**How to complete this task:** Determine how many lines in the listing below contain "into", then give only that number.
(Material for this exercise)
PR #623, opened 2017-03-20
Removed mutable default parameters.

nisse3000:
Removed mutable default parameters in class OrderParameters and class StructureMotifInterstitial.

### DIFF
--- a/pymatgen/analysis/defects/point_defects.py
+++ b/pymatgen/analysis/defects/point_defects.py
@@ -1530,8 +1530,9 @@ class StructureMotifInterstitial(Defect):
     __supported_types = ("tet", "oct", "bcc", "tetoct")
 
     def __init__(self, structure, inter_elem,
-                 motif_types=["tet", "oct", "tetoct"],
-                 op_targets=[1.0, 1.0, 1.0], op_threshs=[0.5, 0.5, 0.5],
+                 motif_types=None,
+                 op_targets=None,
+                 op_threshs=None,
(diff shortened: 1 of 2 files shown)


pymatgen/analysis/defects/point_defects.py
```diff
@@ -1530,8 +1530,9 @@ class StructureMotifInterstitial(Defect):
     __supported_types = ("tet", "oct", "bcc", "tetoct")
 
     def __init__(self, structure, inter_elem,
-                 motif_types=["tet", "oct", "tetoct"],
-                 op_targets=[1.0, 1.0, 1.0], op_threshs=[0.5, 0.5, 0.5],
+                 motif_types=None,
```
shyuep: There is no need to replace these with None. Won't a tuple be sufficient to make it non-mutable and be clearer?

nisse3000: I got the impression that tuples are not as widely used as using None (for default lists).  They make sense in this context, yes.  But I mainly found online references that would suggest to use None and then set up the list in the __init__.  But if you approve usage of tuples, I'll stick to using tuples in these situations.

shyuep: Yes, use tuples for the ones which are specific. That way, people do not need to look into the code to know the default values. I do not know what the online fora say. They are wrong. The Hulk is right.

nisse3000: I forgot to put the default parameters into the documentation.  Does that work when I highlight the default list in the documentation?  Or, do you still prefer usage of tuples.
(End Material for this exercise)
**Answer to the exercise:** 2